┌────────

Issue #4762, opened 2019-04-29
FrameworkReference support in Dependencies node


drewnoakes:
Tracking issue for FrameworkReference support in the Dependencies node.

- [x] Project system changes (PR #4928)
- [x] MSBuild `ResolveFrameworkReferences` target stub (PR https://github.com/microsoft/msbuild/pull/4471)
- [x] SDK `ResolveFrameworkReferences` target (PR https://github.com/dotnet/sdk/pull/3355)
- [ ] Verify FrameworkReference browse object (#5070, PR #5230)

drewnoakes:
Duplicated by: 

- https://dev.azure.com/devdiv/DevDiv/_workitems/edit/754156/
- https://dev.azure.com/devdiv/DevDiv/_workitems/edit/820329/
- https://dev.azure.com/devdiv/DevDiv/_workitems/edit/857810/
- https://github.com/dotnet/project-system/issues/4716

drewnoakes:
Note: this issue is about unbreaking the dependencies node experience for .NET Core 3. Issue #4362 is tracking improvements to the UX.

drewnoakes:
Adding `FrameworkReference` items to the tree without any additional filtering logic gives:

![image](https://user-images.githubusercontent.com/350947/59603115-e90c8f80-914b-11e9-9029-025522fe5ec2.png)

Questions at this point:

- [ ] Do framework references expand to show child dependencies?
- [ ] Does it make sense to show both the `Microsoft.WindowsDesktop.App` SDK _and_ Framework?
- [ ] Should the NuGet package used to deliver the framework be hidden, as is done for SDKs today?
- [ ] Is there a better icon for framework references?

//cc: @dsplaisted @nguerrera @cartermp @davkean

drewnoakes:
A more recent screenshot of the same project with the latest .NET Core SDK 3.0.100 preview:

![image](https://user-images.githubusercontent.com/350947/60181630-fa4d4e80-9865-11e9-98ee-6cea9b6d407b.png)

drewnoakes:
Once the MSBuild and SDK PRs are merged and available we'll be able to remove our own stub target and see actual resolved item properties in the browse object.

Issue #4444, opened 2019-01-09
Show assemblies within shared framework targeting packs


dsplaisted:
For .NET Core 3.0, we will be using [targeting packs](https://github.com/dotnet/designs/pull/50/files?short_path=ebf265d#diff-ebf265d0476041dd8cab82fa24ab5b0e) to deliver references for shared frameworks.

We've discussed that we would like these to be displayed in the solution explorer dependencies tree, something like this:

```
Dependencies
    Frameworks
        Microsoft.NETCore.App
            System.Runtime.dll
            System.Collections.Generic.dll
            ...
        Microsoft.WindowsDesktop.App
            System.Windows.Forms.dll
            ...
```

We'll need to decide what metadata should be set on these references to indicate which shared framework they are a part of, add that metadata in the SDK, and modify the project system to populate the dependencies tree based on that data.

dsplaisted:
FYI @davidwengier @Pilchie

drewnoakes:
Has some overlap with #4362.

cartermp:
This should be mostly covered by #4363 but it's good to have this be a distinct issue. We currently went with "references" as the name, but that's definitely up for discussion. As far as how they're displayed, the tree view that we have today for packages-that-are-really-shared-framework-references looks like it already has the desired structure.

jjmew:
Tracked by #AB827445

drewnoakes:
@dsplaisted how do you envisage this working in the case that two FrameworkReferences bring in the same reference?

dsplaisted:
Conflict resolution should choose the reference that's used, and that reference should have metadata on it that indicates which shared framework it came from.

Another case is when there are multiple framework references referring to different profiles of the same shared framework.  I'd suggest displaying that like this:

- Microsoft.WindowsDesktop.App
  - WindowsForms
    - System.Windows.Forms.dll
    - ...
  - WPF
    - System.PresentationFramework
    - ...
  - Microsoft.Win32.Registry.dll
  - ...

drewnoakes:
This is very similar to #1413. I commented there:

> Another approach to achieve the same result would be to visit the targeting pack on disk and discover the assemblies there directly and add them as graph nodes.
> 
> This data could be cached across all projects in the solution, allowing graph node reuse.
> 
> This might potentially provide less metadata on those referenced assemblies.

dsplaisted:
[...]

Issue #4362, opened 2018-12-10
Dependencies Node UX improvements


cartermp:
This is a tracking issue for features related to the UX of the dependencies node:

- [x] Show target frameworks in their own group, not under SDK (PR #4928)
- [ ] Only show dependency warning icon when there's a problem (#5044)
- [ ] Diagnostics not shown under packages in the dependencies node (#3780)
- [ ] Diagnostic severity not shown under packages in the dependencies node (#2582)
- [ ] Group package/project dependencies by provider type (#1255)
- [ ] Tree/graph nodes don't collapse on update (#6012)
- [ ] Provide feedback that dependencies node is populating (#5045)
- [ ] Use tool tip for information about dependencies node warnings (#4357)

drewnoakes:
I've seen a spinner for folders within projects, though don't know how that happens yet.

DamianEdwards:
What is the semantic difference that's worth highlighting in this case between Framework References and Shared Frameworks? I'd argue they're the same thing when it comes to visualizing them here. Also, can we make the nodes interactive at all, e.g. supporting deletion, selection, property editing via the grid, etc.

drewnoakes:
- #2079 warning icon while restoring
- #2257 #2653 #4357 general confusion about warning icons not showing tooltips or error list items

cartermp:
@DamianEdwards 

> What is the semantic difference that's worth highlighting in this case between Framework References and Shared Frameworks? I'd argue they're the same thing when it comes to visualizing them here.

In this case, I'm calling for Shared Framework and Framework Reference to be distinct sub-nodes. If a given project type gets its references from only one or the other, we should only show that sub-node unless one is added. Otherwise, both would have the same tree view for displaying their contents.

> Also, can we make the nodes interactive at all, e.g. supporting deletion, selection, property editing via the grid, etc.

I think that's a separate issue that I'll have to think about. Having a way to manage these various kinds of dependencies beyond the project file (and in NuGet's case, the NuGet UI) may be helpful. What sorts of items would you feel are good for CRUD operations?

DamianEdwards:
@cartermp still not really following. What is the difference? A FrameworkReference **is** a reference to a shared framework, so I'm not sure why they'd be separate at all.

cartermp:
[...]

PR #4883, opened 2019-05-29
Fast up-to-date check support for .editorconfig files

tmeschter:
1. Add EditorConfigFiles.xaml containing an item rule for <EditorConfigFile ... /> MSBuild items. This informs the project system that these are files we need to know about.
2. Add a corresponding EditorConfigFiles.BrowseObject.xaml file so that we can show basic info in the Properties window when clicking on a .editorconfig file in Solution Explorer. Not strictly necessary for fast up-to-date support, but nice to have.
3. Add PropertyPageSchema items for the new .xaml files to Microsoft.Managed.DesignTime.targets. This seems to be necessary for the project system to see that changes have been made in .editorconfig files.
4. Update CSharp.ProjectItemsSchema.xaml and VisualBasic.ProjectItemsSchema.xaml to effectively indicate that EditorConfigFiles items are input source files, like Compile and AdditionalFiles items.

PR #4928, opened 2019-06-17
FrameworkReference support

drewnoakes:
Relates to #4362 / #4762 / #4444.

Work in progress.

Outstanding questions:

- [x] Do framework references expand to show child dependencies? (deferred until later, tracked by #4444)
- [x] Should the NuGet package used to deliver the framework be hidden, as is done for SDKs today?
- [x] Does it make sense to show both the `Microsoft.WindowsDesktop.App` SDK _and_ Framework?
- [x] Is there a better icon for framework references?
- [x] Should we create a new `ResolvedFrameworkReference` rather than re-using `CollectedFrameworkReference`?

Outstanding tasks:

- [x] Update .swr files
- [x] Determine additional metadata for `FrameworkReference` item browse objects


src/Microsoft.VisualStudio.ProjectSystem.Managed/ProjectSystem/Rules/FrameworkReference.xaml
```diff
@@ -0,0 +1,24 @@
+﻿<?xml version="1.0" encoding="utf-8"?>
+<!-- Copyright (c) Microsoft.  All Rights Reserved.  Licensed under the Apache License, Version 2.0.  See License.txt in the project root for license information. -->
+<Rule Name="FrameworkReference"
```
davidwengier: New rule files need to be listed in CommonFiles.swr too

drewnoakes: Reviewing #4883 is on my TODO list, which will cover this.

cartermp:
> Do framework references expand to show child dependencies?

Is there a notable performance implication for this? I'd rather not pile onto any existing issues if possible here, and if there's nothing actionable to be done about seeing the child dependencies, I'd be fine with not showing them. If we get feedback about this later, we could revisit.

> Does it make sense to show both the `Microsoft.WindowsDesktop.App` SDK _and_ Framework?

I think showing Framework is sufficient here, since calling it an SDK is a bit of a misnomer (yes, this is a part of the literal SDK attribute on the project file).

I think there was a desire to be rid of `SDK` as a note altogether, since all it contained was items that were already shown elsewhere, and its contents were really just shared frameworks. Seems like we could put 'em both under `Frameworks`.

> Should the NuGet package used to deliver the framework be hidden, as is done for SDKs today?

I think so, yes.

> Is there a better icon for framework references?

Perhaps. But we can iterate on that and chat with some UX folks separately 🙂

drewnoakes:
@cartermp 

> Is there a notable performance implication for [showing child dependencies]?

I'm looking into this. I think it'd be useful and educational to see what's inside. Unless there's a strong reason not to, I'd like to allow this. Though it's lower priority and can slip beyond 16.3 if need be.

> I think showing Framework is sufficient here

I'll do this.

> I think there was a desire to be rid of SDK as a note altogether, since all it contained was items that were already shown elsewhere, and its contents were really just shared frameworks.

@davkean pointed out that "Extension SDKs" can appear in this node, and so we cannot lose the node altogether. We can, however, look to remove MSBuild SDKs from it, though this will require changes within the SDK itself to stop reporting them, as I don't think the project system can differentiate between the different kinds of SDK in any way. @davkean please correct me if I'm mistaken here.

drewnoakes:
Framework dependencies are now nested underneath, and the NuGet package is now hidden:

image

cartermp:
Gotcha, makes sense to show Extension SDKs if we have them. I think the desire I was referring to was for first-party "SDKs" (that were really shared framework references).

dsplaisted:
As @nguerrera has mentioned, it looks like you're using a very old version of the .NET Core SDK.  Current 3.0 previews shouldn't have any `PackageReference` items for the WindowsDesktop FrameworkReference.  Targeting and runtime packs are downloaded via `PackageDownload` items, which should not show up in the tree.  Currently, we do still have a `PackageReference` for Microsoft.NETCore.App if you have any other `PackageReference` items, but that will go away as part of https://github.com/dotnet/sdk/issues/3325.

> Do framework references expand to show child dependencies?

I think it would be a good idea if they expand to show the reference assemblies (mscorlib, System, System.Core, PresentationFramework, etc) coming from the targeting pack.  Here's an example of the metadata currently applied to the references resolved from targeting packs:

```
C:\Program Files\dotnet\packs\Microsoft.WindowsDesktop.App.Ref\3.0.0-preview7-27817-03\ref\netcoreapp3.0\PresentationFramework.dll
    AssemblyVersion = 4.0.0.0
    ExternallyResolved = true
    FileVersion = 4.800.19.31411
    FrameworkName = Microsoft.WindowsDesktop.App.WPF
    FrameworkVersion = 3.0.0-preview7-27817-03
    IsSystemReference = true
    NuGetPackageId = Microsoft.WindowsDesktop.App.Ref
    NuGetPackageVersion = 3.0.0-preview7-27817-03
    Private = false
    PublicKeyToken = 31bf3856ad364e35
    ReferenceGrouping = Microsoft.WindowsDesktop.App.WPF
    ReferenceGroupingDisplayName = Microsoft.WindowsDesktop.App.WPF
    ResolvedFrom = TargetingPack
    Visible = false
    WinMDFile = false
```

These `FrameworkName` or `ReferenceGrouping` metadata could be used to determine which shared framework to put these under.  We can also update the metadata if something else is needed.

> Should the NuGet package used to deliver the framework be hidden, as is done for SDKs today?

As mentioned, I don't think you should need to do anything special to hide this with the latest SDKs.

> Does it make sense to show both the Microsoft.WindowsDesktop.App SDK and Framework?

No, I think we should not have anything in the SDKs node for .NET Core 3.0 projects.  Personally, I think it would be ideal that for prior versions, we would show the implicit `PackageReference` items under the Frameworks node instead of under SDKs.

> Is there a better icon for framework references?

No opinion from me here.

> Can we use evaluated FrameworkReference items in PackageRestoreConfiguredDataSource?
> Should we create a new ResolvedFrameworkReference rather than re-using CollectedFrameworkReference?

I don't know about the details of these.

We also haven't accounted for the profiles of the WindowsDesktop shared framework.  The following are valid `FrameworkReferences`:

- `Microsoft.WindowsDesktop.App.WPF` - Only references assemblies needed for WPF
- `Microsoft.WindowsDesktop.App.WindowsForms` - Only references assemblies needed for Windows Forms
- `Microsoft.WindowsDesktop.App` - References both Windows Forms and WPF assemblies, as well as the integration DLL

Generally, which of these is referenced will depend on whether the `UseWPF` and/or `UseWindowsForms` properties are set to true in the project.  However, these references flow transitively, so if you are getting the `FrameworkReference` items via a design time build (which runs `AddTransitiveFrameworkReferences`), you may have more than one of these FrameworkReferences in the same project.

It might be nice to show subnodes for WPF and WindowsForms under the Microsoft.WindowsDesktop.App node.  On the other hand, it may be a lot simpler if you just get the FrameworkReferences from evaluation, in which case you would normally not have multiple WindowsDesktop FrameworkReferences, and you can just show the full name including WPF or WindowsForms under the Frameworks node.

drewnoakes:
> using a very old version of the .NET Core SDK

Indeed. My PC just arrived from the UK and I didn't realise how old the SDK was on it. Updating gives better results.

For project:

```xml
<Project Sdk="Microsoft.NET.Sdk.WindowsDesktop">
  <PropertyGroup>
    <OutputType>WinExe</OutputType>
    <TargetFramework>netcoreapp3.0</TargetFramework>
    <UseWPF>true</UseWPF>
  </PropertyGroup>
</Project>
```

The whole tree looks like:

image

The tree doesn't currently change based upon combinations of `UseWPF` and `UseWindowsForms`.

> These FrameworkName or ReferenceGrouping metadata could be used to determine which shared framework to put these under

That sounds good, though in the example you show the framework is `Microsoft.WindowsDesktop.App.WPF` not `Microsoft.WindowsDesktop.App`. I'll be looking into this today but at first glance it seems like it might be an issue.

> ...if you are getting the FrameworkReference items via a design time build

The intention is to populate all top-level items via evaluation, and disallow adding top-level items in design time builds.

What additional data would you expect to be provided by a design time build about a `FrameworkReference`? Currently I assume:

- Contained assemblies (via the mechanism described above)
- Unresolved state (by absence from design time build items)

> ...if you just get the FrameworkReferences from evaluation, in which case you would normally not have multiple WindowsDesktop FrameworkReferences, and you can just show the full name including WPF or WindowsForms under the Frameworks node.

How would this work exactly? The evaluated item will be `Microsoft.WindowsDesktop.App`. How should the dependencies node know to change its display name? Is there a general mechanism in the design for this, or would it involve hard coding special knowledge of the frameworks into the project system?

davkean:
> I think there was a desire to be rid of SDK as a note altogether, since all it contained was items that were already shown elsewhere, and its contents were really just shared frameworks.

> We can, however, look to remove MSBuild SDKs from it, 

We're mixing concepts here, MSBuild SDKs are a completely different concept. We don't show them anywhere or do anything with them. You are referring to what I'm going to call "NuGet-based SDKs". We should not touch these at all, we do not show items that they represent elsewhere, the contents are only shown under SDKs. Let's treat this as a very separate concept to lighting up FrameworkReference.

drewnoakes:
This is now ready for review.

davidwengier:
Looks like there is an erroneous file here: https://github.com/drewnoakes/project-system/blob/framework-references/new

Also TIL GitHub doesn't allow file level comments

src/Microsoft.VisualStudio.ProjectSystem.Managed/Tree/Dependencies/Models/FrameworkDependencyModel.cs
```diff
@@ -0,0 +1,48 @@
+﻿// Copyright (c) Microsoft.  All Rights Reserved.  Licensed under the Apache License, Version 2.0.  See License.txt in the project root for license information.
+
+using System.Collections.Immutable;
+
+using Microsoft.VisualStudio.ProjectSystem.VS.Tree.Dependencies.Snapshot;
+using Microsoft.VisualStudio.ProjectSystem.VS.Tree.Dependencies.Subscriptions.RuleHandlers;
+
+#nullable enable
```
davidwengier: Nit: This is now not required

src/Microsoft.VisualStudio.ProjectSystem.Managed/Tree/Dependencies/Subscriptions/RuleHandlers/FrameworkRuleHandler.cs
```diff
@@ -0,0 +1,58 @@
+﻿// Copyright (c) Microsoft.  All Rights Reserved.  Licensed under the Apache License, Version 2.0.  See License.txt in the project root for license information.
+
+using System.Collections.Immutable;
+using System.ComponentModel.Composition;
+
+using Microsoft.VisualStudio.Imaging.Interop;
+using Microsoft.VisualStudio.ProjectSystem.VS.Tree.Dependencies.CrossTarget;
+using Microsoft.VisualStudio.ProjectSystem.VS.Tree.Dependencies.Models;
+
+#nullable enable
```
davidwengier: Ditto, etc.

src/Microsoft.VisualStudio.ProjectSystem.Managed/Tree/Dependencies/Models/FrameworkDependencyModel.cs
drewnoakes: Fixed. There was one in my PR from earlier today as well which I've removed here.

drewnoakes:
> Looks like there is an erroneous file here

Fixed.

src/Microsoft.VisualStudio.ProjectSystem.Managed/ProjectSystem/DesignTimeTargets/Microsoft.Managed.DesignTime.targets
```diff
@@ -375,6 +383,11 @@
   <Target Name="CollectSDKReferencesDesignTime" />
   <Target Name="CollectResolvedSDKReferencesDesignTime" />
 
+  <Target
+    Name="ResolveFrameworkReferencesDesignTime"
+    Returns="@(FrameworkReference)"
+    DependsOnTargets="ResolveFrameworkReferences" />
```
drewnoakes: Once https://github.com/microsoft/msbuild/pull/4471 and https://github.com/dotnet/sdk/pull/3355 are merged, this will be changed to return `@(ResolvedFrameworkReference)`. Should it be moved somewhere else though?

davkean: This target isn't needed as you aren't doing anything additional.

src/Microsoft.VisualStudio.ProjectSystem.Managed/ProjectSystem/Rules/FrameworkReference.xaml
```diff
@@ -0,0 +1,27 @@
...
+      xmlns="http://schemas.microsoft.com/build/2009/properties">
+  
+  <Rule.DataSource>
+    <DataSource HasConfigurationCondition="False"
+                ItemType="FrameworkReference"
+                Persistence="ProjectFile"
+                SourceOfDefaultValue="AfterContext" />
+  </Rule.DataSource>
+
+  <StringProperty Name="OriginalItemSpec"
```
davkean: I would not expect this property to exist.

src/Microsoft.VisualStudio.ProjectSystem.Managed/ProjectSystem/Rules/ResolvedFrameworkReference.xaml
```diff
@@ -0,0 +1,57 @@
...
+
+  <StringProperty Name="TargetingPackVersion"
+                  DisplayName="Targeting Pack Version"
+                  ReadOnly="True" />
+
+  <StringProperty Name="Profile"
+                  DisplayName="Profile"
+                  ReadOnly="True" />
+
+  <StringProperty Name="RuntimePackPath"
```
davkean: As per @dsplaisted RuntimeXXX properties don't exist all the time, so I would remove them to reduce confusion.

src/Microsoft.VisualStudio.ProjectSystem.Managed/ProjectSystem/Rules/ResolvedFrameworkReference.xaml
```diff
@@ -0,0 +1,57 @@
...
+
+  <StringProperty Name="RuntimePackName"
+                  DisplayName="Runtime Pack Name"
+                  ReadOnly="True" />
+
+  <StringProperty Name="RuntimePackVersion"
+                  DisplayName="Runtime Pack Version"
+                  ReadOnly="True" />
+
+  <StringProperty Name="IsImplicitlyDefined"
```
davkean: We're expecting both of these properties (IsImplicitlyDefined/PrivateAssets) to be copied to the ResolvedFrameworkReference, but they aren't currently: https://github.com/dotnet/sdk/pull/3355/files#r297966595.

src/Microsoft.VisualStudio.ProjectSystem.Managed/ProjectSystem/DesignTimeTargets/Microsoft.Managed.DesignTime.targets
drewnoakes: Isn't it needed until we have the actual target in MSBuild? In this case we're synthesizing the `ResolvedFrameworkReference`.

Once the `ResolveFrameworkReferences` task returns `ResolvedFrameworkReference` then won't this target become:

```xml
<Target name="ResolveFrameworkReferencesDesignTime" />
```

cartermp:
🎉

src/Microsoft.VisualStudio.ProjectSystem.Managed/ProjectSystem/Rules/ResolvedFrameworkReference.xaml
drewnoakes: https://github.com/dotnet/sdk/pull/3355 was updated to include `IsImplicitlyDefined` but not `PrivateAssets`. It seems like your conversation with @dsplaisted was unfinished in this regard, and I'm not sure what the better path forward here is. I'll make a note on #4762 to track this.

└────────

Each line in the listing above from the one containing "separate at all." through the one containing "3. Add PropertyPageSchema" should be repeated exactly, and no other line.

@cartermp still not really following. What is the difference? A FrameworkReference **is** a reference to a shared framework, so I'm not sure why they'd be separate at all.

cartermp:
[...]

PR #4883, opened 2019-05-29
Fast up-to-date check support for .editorconfig files

tmeschter:
1. Add EditorConfigFiles.xaml containing an item rule for <EditorConfigFile ... /> MSBuild items. This informs the project system that these are files we need to know about.
2. Add a corresponding EditorConfigFiles.BrowseObject.xaml file so that we can show basic info in the Properties window when clicking on a .editorconfig file in Solution Explorer. Not strictly necessary for fast up-to-date support, but nice to have.
3. Add PropertyPageSchema items for the new .xaml files to Microsoft.Managed.DesignTime.targets. This seems to be necessary for the project system to see that changes have been made in .editorconfig files.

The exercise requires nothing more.